Which brings us onto stigma. Which is the negative associations and connections people have with mental illnesses. I didn’t think stigma existed when I was younger. I thought people with mental illness were just weak and needed to change their attitude. I was wrong. Mental illnesses are real, and they suck. Unfortunately, hurtful attitudes and lies about what mental illnesses are make them more difficult to talk about. I spent half the time trying to think my illness struggle wasn’t real, and the other half trying to convince myself that I was too strong to have it.

This made my experience with mental illness far worse than it had to be and still messes with me today.

I struggle so much trying not to think of my poor mental health as a sign of weakness. I find it difficult trying to see it as a real illness that I need to take seriously. I have to fight everyday to not to be ashamed about my struggle.

Unfortunately, the culture we live in tells us that mental illnesses are a sign of weakness. Culture tells us that we are a failure and are doing things wrong if we are ill. It sucks and makes it so hard to talk about. If you grew up seeing mental illness as a sign of weakness or a shameful thing, why would you reach out for help when you start struggling?

Hopefully, you can see why mental illness is so hard to talk about.

What happens is talking about mental illness is hard, so no one talks about it. If nobody talks about it, the only voice we here about mental illness is from society. Society gives us a damaging message about what mental illness are, adding to stigma. This makes it harder to talk about, which makes it less likely to talk about. Which means we are stuck in this vicious cycle.

The only way to break out of this cycle this to have a louder, more accurate voice than society. We need to be proactive to break out. If we don’t speak proactively, in a healthy and wholistic way about meant illness, the only voice will be the damaging messages of our culture which add to stigma.

So, to end this video, a challenge.  If you are struggling with mental illness, try to talk to one person about it. I know how hard it is. Just try to have one person who you can chat to. Mental illness is a community issue and can’t be fought alone.
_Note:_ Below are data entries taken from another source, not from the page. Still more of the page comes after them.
PR #316, opened 2024-12-01
feat: migrate `semantic` from `osv-scanner`

### LINKED ISSUE #257: Migrate `semantic` package from osv-scanner to osv-scalibr
Migrate the semantic package which implements version parsing and comparisons between different ecosystems from osv-scanner to osv-scalibr. 

Discussions for naming and implementation details can be done on the migration PR or here on this issue.

@g-rath

G-Rath:
This brings across the `semantic` package from `osv-scanner`, which provides support for parsing and comparing versions across different ecosystems per their unique specifications (or lack thereof).

Main actions / discussion points:
  * deal with `cachedregexp` (though worth noting that `semantic` includes some chonky regexps which do take a second or two to compile)
  * discussion naming and package structure
  * re-write generators (primarily so that they're better documented - despite trying to do what I thought was a good job the first time round, I keep finding myself just lost enough whenever I re-read over them when implementing a new one that I want to put some work into improving them)
  * setup the `semantic` weekly workflow

Resolves #257


semantic/compare_test.go
```diff
@@ -0,0 +1,248 @@
...
+	success = success && expectCompareResult(t,
+		ecosystem, b, a,
+		-expectedResult(t, c),
+	)
+
+	return success
+}
+
+func TestVersion_Compare_Ecosystems(t *testing.T) {
+	t.Parallel()
```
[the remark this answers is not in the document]
G-Rath: I have opened #344 to enforce that

semantic/version-alpine.go
```diff
@@ -0,0 +1,341 @@
+package semantic
+
+import (
+	"math/big"
+	"strings"
+
+	"github.com/google/osv-scalibr/internal/cachedregexp"
```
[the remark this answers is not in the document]
G-Rath: Yes but then everyone that imported the library would pay the cost of compiling every regexp regardless of if the function using that regexp actually gets called, which is especially interesting in a CLI context where it's expected that only a handful of "branches" will be executed in a single run (i.e. on an average project we'd expect to scan one or two lockfiles, rather than running every single extractor and semantic comparator).

Plus, I like not having to think about it: with this I can just use `cachedregexp` inline every single time I need a regexp rather than having to think about the cost - semantic in particular has [the largest regexp I've ever had the horror of using](https://github.com/google/osv-scalibr/pull/316/files#diff-c86f66ec10722f923fe6558874bd1bdf1e35988a7243c939849de1bf6ff3a88fR141) for parsing Python versions which is sourced from an official PEP so we don't really want to touch it.

(by extension I guess I'm implying I have a preference for collocating regexps to their usage too, as typically they're only used in one function)

Granted the key thing is that the regexps are not inlined - beyond that we're talking about saving a couple of milliseconds more, but in contrast as far as I know the only cost to using `cachedregexp` is an extra ~8 bytes in the binary size, which already varies more than that across different OSs 🤷 

(fun side fact: moving that Python regexp inline will take `go test ./semantic/... -count=10` from 3 seconds to 20 seconds, and it just keeps growing from there 😅)

G-Rath:
@another-rex @erikvarga thinking about this in the public context and especially in regards to error handling, I'm wondering if we want to start by making just about everything except for `MustParse` and `Parse` private? That way we'll only be exposing a function that returns an error allowing us to defer deciding if we want to have the individual parse/compare functions return an error.

I don't know much about the desired uses for `semantic` internally so I'm not sure if there's anyone wanting specific ecosystems, but ultimately that should still be achievable by using `Parse`, it'd just mean everyone would include the whole package in their binary.

i.e.  [this usage of `semantic.ParsePackagistVersion`](https://github.com/google/osv-scalibr/blob/main/detector/cve/cve202338408/cve202338408.go#L227), should be replaceable with `semantic.MustParse(lower, "Packagist").CompareStr(upper)`

semantic/version-alpine.go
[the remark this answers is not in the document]
another-rex: One option if we really don't want the global map is to lazily initialise the few big regexp's, but as Gareth said then you have to start thinking about the cost of each regexp and whether it is worth it to do so.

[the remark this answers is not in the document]
vpasdf: I'd like to challenge this slowly compiling regex. Can we do something about that? Like change the regex to be more efficient or use code for the heavy part and use multiple regexes for sub problems? I haven't looked into the regex yet, just wanting to make sure we don't ignore an easy solution.

If there is really no chance on that: I think cachedregexp is a good alternative for those cases which are not on the hot path. We need to avoid using cachedregexp everywhere tho, as it has an overhead.

> on an average project we'd expect to scan one or two lockfiles, rather than running every single extractor and semantic comparator

This is just one use case. When scanning entire systems we usually run most plugins eventually. It can happen that a single plugin runs more than 100k times. In those use cases it's very important to keep hot paths fast. Thus we can not use cachedregexp on the hot path of FileRequired. Usage inside Extract is likely fine. In an ideal world, we would have benchmarks for this so we can make quantitative decisions.

We plan to add better benchmarks to Scalibr, so it is easier to understand performance impact of various changes.

semantic/utilities.go
```diff
@@ -0,0 +1,28 @@
...
+	"fmt"
+	"math/big"
+)
+
+func convertToBigIntOrPanic(str string) *big.Int {
+	if num, isNumber := convertToBigInt(str); isNumber {
+		return num
+	}
+
+	panic(fmt.Sprintf("failed to convert %s to a number", str))
```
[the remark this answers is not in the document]
G-Rath: > An alternative could be to introduce a wrapping struct, so you can check if it is a number close to the comparison

could you expand or give an example of what you mean by that, just to make sure I understand the pattern you have in mind?

semantic/version-alpine.go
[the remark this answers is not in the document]
alowayed: I want the ability to trigger all regexes and populate the cache on startup instead of invocation.

I'm fine leaving this as is, but would like a way to force compile all regexes at startup. Specifically because we'll be running this in a server and:
1. I don't want to risk a crash due to specific requests. I'd rather the crash happen at server startup.
2. All functions will eventually be hit. I'd rather have the upfront startup costs than variable request latencies.

I'm not sure how to do this in the current architecture. I like that the regexes live inside the specific ecosystem files. As a stop-gap, we'll likely just call all functions that use `cachedregexp` at server startup to force the compilation. But I don't like that long term.

> "cachedregexp everywhere tho, as it has an overhead"
@vpasdf what overhead are you concerned about? Additional binary size, slowdown of calling the functions, something else? Would pre-calling all functions at startup, mimicking inline, fix this for you?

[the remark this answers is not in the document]
G-Rath: @alowayed that's a very good, and has me leaning to removing `cachedregexp` since the performance difference between having it vs using globals is a lot smaller than compiling on the hot path, and in a server context those risks are tons worse than then warm fuzzy "we're being efficient devs" feeling `cachedregexp` can give us.

Ideally long-term it would be awesome if we could have something like this and some kind of "hey if you're on a server, call `precompileEverything`" kind of pattern, though sadly I can't think of any best pattern for enabling that which doesn't have tradeoffs - ultimately most of the ideas I have come back to having globals anyway...

Since this should be straightforward to remove and I've still not decided if I want to do it here or in a dedicated PR, I'll leave this to action later as I'd still like to hear more about the overhead @vpasdf has hinted at (for my own learning, if nothing else), but confirming I'm now leaning towards not using `cachedregexp` for the time being.

semantic/utilities.go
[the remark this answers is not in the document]
alowayed: > right now we behave like `Compare`

This panic can only be hit while parsing the version. So `(version) Compare(version) int` can still be error free because the parsing and error handling happened beforehand. This would only impact `(version) CompareStr(str) (int, error)` which seems reasonable to me because the `str` may not be a valid version.

This also seems more cohesive with the top level `Parse` which would look like:
```
func Parse(str string, ecosystem string) (Version, error) {
	//nolint:exhaustive // Using strings to specify ecosystem instead of lockfile types
	switch ecosystem {
	case "Alpine":
		return parseAlpineVersion(str)
	...
```

> all native version comparers handle "invalid" versions in a non-erroring way

What "native version comparers" are you referring to? In our use case specifically, we have no control over where the version strings comes from. And we'll be using this server side, so this will be a query of death for our service.

> this panic should never ever happen

Optimistic words :)

This assumes the regexes are always correct. If there's an update or a new ecosystem where a non-number can sneak through the regex would panic. A panic is dangerous because it is possible for deferred functions to deadlock or further corrupt internal or external state.  If submitted as is, we'd wrap `semantic.Parse(...)` in a recovery block to avoid this.

semantic/version.go
```diff
@@ -0,0 +1,37 @@
...
+import (
+	"math/big"
+)
+
+type Version interface {
+	// CompareStr returns an integer representing the sort order of the given string
+	// when parsed as the concrete Version relative to the subject Version.
+	//
+	// The result will be 0 if v == w, -1 if v < w, or +1 if v > w.
+	CompareStr(str string) int
```
alowayed, line 12: Feels like this should be:
```
Comare(Version v) int
```

Instead of `CompareStr`. This would solve some of the error / panic discussions above. And is also more inline with how most custom comparison within Go works (comparing objects of the same type).

semantic/parse.go
```diff
@@ -0,0 +1,63 @@
...
+
+	return v
+}
+
+// Parse attempts to parse the given string as a version for the specified ecosystem,
+// returning an ErrUnsupportedEcosystem error if the ecosystem is not supported.
+func Parse(str string, ecosystem string) (Version, error) {
+	//nolint:exhaustive // Using strings to specify ecosystem instead of lockfile types
+	switch ecosystem {
+	case "Alpine":
```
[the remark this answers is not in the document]
G-Rath: yeah this is a point to be discussed w/ @another-rex and co, since these are currently OSV ecosystems - `string` was used  over the `Ecosystem` to avoid a cycle import as that particular type has had a mess (and duplicate) history which we've been working to improve

semantic/version.go
G-Rath: No because then it'd mean we have to handle being given a version from a different ecosystem, which itself would require returning an `error` - [that was the reason why I did `CompareStr`](https://github.com/G-Rath/osv-detector/pull/157#discussion_r1013261820), though yes if we're talking about returning an error at all here then we could explore changing this.

semantic/utilities.go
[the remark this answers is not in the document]
G-Rath: > This panic can only be hit while parsing the version

nope, it's called on the compare path for Debian (`splitDebianDigitPrefix` -> `compareDebianVersions` -> `DebianVersion#Compare`)

> What "native version comparers" are you referring to?

I'm referring to the libraries and packages and code and everything that handles doing version comparisons in the native ecosystem for the particular version, which is what `semantic` is mirroring i.e. `org.apache.maven.artifact.versioning.ComparableVersion` in Maven, `Gem::Version` for Bundler, `packaging.version` in Python, `version_compare` in Composer, etc

The goal of `semantic` is to mirror both the spec and the implementation as closely as possible (in that order), so if a particular native version comparer rejected an input, I would have pursued `semantic` doing the same - at this point it has been so long since I implemented most of these that I don't want to swear by that and so yes its worth checking cause better safe than sorry, but I have high confidence and wanted to share some of the history behind the current structure.

> Optimistic words :)

I don't think they're _overly_ optimistic given the extensiveness of my test suite ;) (in saying that, I'd have a better argument if the test suite included a fuzzer 😅)

I don't disagree though that it's actually impossible, and yes I get your position more now knowing its in a server side context.

As some more background (and maybe as a small point of pride), I have done a _lot_ of testing as part of building all the comparators, involving a lot of manual and automatic crafting of version strings for these ecosystems, and tossing a lot of crap at both the native and `semantic` comparators to check their behaviour - despite that, yes a `panic` is death for a server, which trumps all the optimism in the world.

G-Rath:
@alowayed @zpavlinovic @erikvarga thanks for the reviews and discussions so far! I think there's been enough for me to do another pass before we continue further - notably, I think we should look at making `semantic` return an error so we can avoid panics even if we end up just returning one or two errors as it'll be easier long-term to have "return an error" as an option than to try and retroactively add support for it.

I expect too I'll probably go ahead for now with making most things private to make it easier to iterate on the internals - I think that probably comes down to `MustParse` and `Parse` being the public entry points, but I'll confirm once I've gotten back into the weeds.

I'll also try to do a general refresher on the package and related native version comparers as a whole since while I do have confidence in what I've said so far, I wrote a lot of this 1-2 years ago and its required very little change besides adding new comparators, which while a great sign of stability (or lack of use... 😅) does mean I'm not feeling as confident as I'd like when trying to think through tradeoffs and make architecture decisions

Feel free to continue discussions and review, but also feel free to wait until I've actioned the above 🙂

semantic/parse.go
```diff
@@ -0,0 +1,58 @@
+package semantic
```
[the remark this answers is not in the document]
another-rex: FYI @G-Rath I looked into adding this lint to golanci, and it is surprisingly difficult because it is disabled by default. You need to enable revive, and then disable the default exclusions listed here: https://golangci-lint.run/usage/false-positives/#default-exclusions, which introduces a large number of linting issues.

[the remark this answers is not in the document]
G-Rath: hmm I actually already looked into that and didn't find the revive rule for this actually triggered and just assumed it wasn't quite what we want, but maybe I just mucked up the configuring of revive.

Either way, enabling revive is something else to explore which I've shelved for once we've gotten through more of the other linters 😅

semantic/version-alpine.go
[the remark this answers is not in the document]
vpasdf: I'm concerned about the overhead of the hashmap lookup compared to compiling it before running and having it in a global variable. So I'm concerned about cpu time. This assumes of course that the hashmap lookup might be slower than the regex matching. This is for the python case likely not the case, but for trivial regexes I'm not sure.

There is also some memory overhead through the hashmap, as hashmaps store some metadata around the actual data. But I think this is neglectible here.

I'm fine with having cachedregexp. I think @alowayed made a good point about the server use case. If we use it in FileRequired I want to see benchmarks first, but I think this is not the plan rn anyways.

semantic/utilities.go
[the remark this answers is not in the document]
vpasdf: >> An alternative could be to introduce a wrapping struct, so you can check if it is a number close to the comparison
>
> could you expand or give an example of what you mean by that, just to make sure I understand the pattern you have in mind?

Instead of `Parse(foo) (version, error)` you could do `Parse(foo) version`, where version has a functino `Valid() bool` or something like that. Then you could do the error handling in the place you actually use the version. Just a random thought, idk if this is the best idea here.

semantic/parse.go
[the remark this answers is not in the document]
alowayed: Got it. Leaving to your and @another-rex to hash out. Feel free to resolve since this isn't particularly important in this context :)

semantic/version.go
alowayed: It's still possible for someone to provide a version from a different ecosystem as a string no?

Here's the user journey that would results in this:
1. `semantic` is run in a server that exposes a osv.dev like API that accepts package names, version, ecosystem, etc and returns vulnerabilities.
2. A user provides some incorrect package like `foo`, claims the ecosystem is `Debian`, and provides a non-debian version, let's say `1.2.3-not-a-debian-vesion!@#$`.
3. The server retrieves a vulnerability with version range [`1.0.0`, `2.0.0`].
4. The server runs `lowerBound := semantic.Parse(1.0.0, "Debian")`.
5. The server runs `lowerBound.CompareStr("1.2.3-not-a-debian-vesion!@#$")`, leading to a panic.

I'm surprised osv-scanner doesn't crash when there's a non-debian version in say a `status` file that's scanned.

For our use case, we'd likely do:
```
func CompareVuln(vulnVersion, packageVersion, ecosystem str) (error) {
  defer func() {
    if r := recover(); r != nil {
      fmt.Println("Recovered:", r)
    }
  }()

  vulnV, err := semantic.Parse(lowerV, ecosystem)
  if err != nil { // handle }

  _ := vulnV.CompareStr(packaveVersion)
  // Rest omitted for brevity.
}
```

G-Rath: Sure it's possible, but it just doesn't break anything because either implicitly or not, generally the native comparators resolve every input down to _a_ result i.e. in your example `semantic` handles that just fine in the same way that `dpkg` does:

```
osv-detector on  main [$!?] via 🐹 v1.21.11 via  v20.11.0
❯ go test ./pkg/semantic/...
--- FAIL: TestVersion_Compare_Ecosystems (0.00s)
    --- FAIL: TestVersion_Compare_Ecosystems/Debian (0.00s)
        compare_test.go:235: Expected 1.2.3-not-a-debian-vesion!@#$ to be less than 1.2.3, but it was greater than
        compare_test.go:235: 1 of 31 failed
FAIL
FAIL    github.com/g-rath/osv-detector/pkg/semantic     0.230s
FAIL

osv-detector on  main [$!?] via 🐹 v1.21.11 via  v20.11.0
❯ dpkg --compare-versions '1.2.3-not-a-debian-vesion!@#$' 'lt' '1.2.3'
dpkg: warning: version '1.2.3-not-a-debian-vesion!@#$' has bad syntax: invalid character in revision number

osv-detector on  main [$!?] via 🐹 v1.21.11 via  v20.11.0
❯ echo $?
1

osv-detector on  main [$!?] via 🐹 v1.21.11 via  v20.11.0
❯ dpkg --compare-versions '1.2.3-not-a-debian-vesion!@#$' 'gt' '1.2.3'
dpkg: warning: version '1.2.3-not-a-debian-vesion!@#$' has bad syntax: invalid character in revision number

osv-detector on  main [$!?] via 🐹 v1.21.11 via  v20.11.0
❯ echo $?
0
```

(again, I'd really like to say this is really the case for "all comparators" but it's been so long since I implemented some of these that I want to confirm that before throwing such a big claim around)

another-rex: Hmm looking at the code, wouldn't this panic with `1.2.3-not-a-debian:version!@#$`

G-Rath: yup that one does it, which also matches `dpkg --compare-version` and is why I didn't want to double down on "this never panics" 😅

If you aren’t struggling with mental illness, you aren’t off this hook. This is a community challenge that everyone plays a part in. Please have healthy and wholistic conversations about mental health. We need to drown out the hurtful voice of society and replace it with something glorious.

In fact, why not share this video, or another like it?
It literally takes a click to share this video and only takes a second of your time but can make a difference to those of us who struggle. I know personally that it means so much to know that other people are thinking about mental illness, even if it is just seeing a video on social media. We need to normalize these conversations.

Thanks for watching, and please be proactive in thinking about mental health.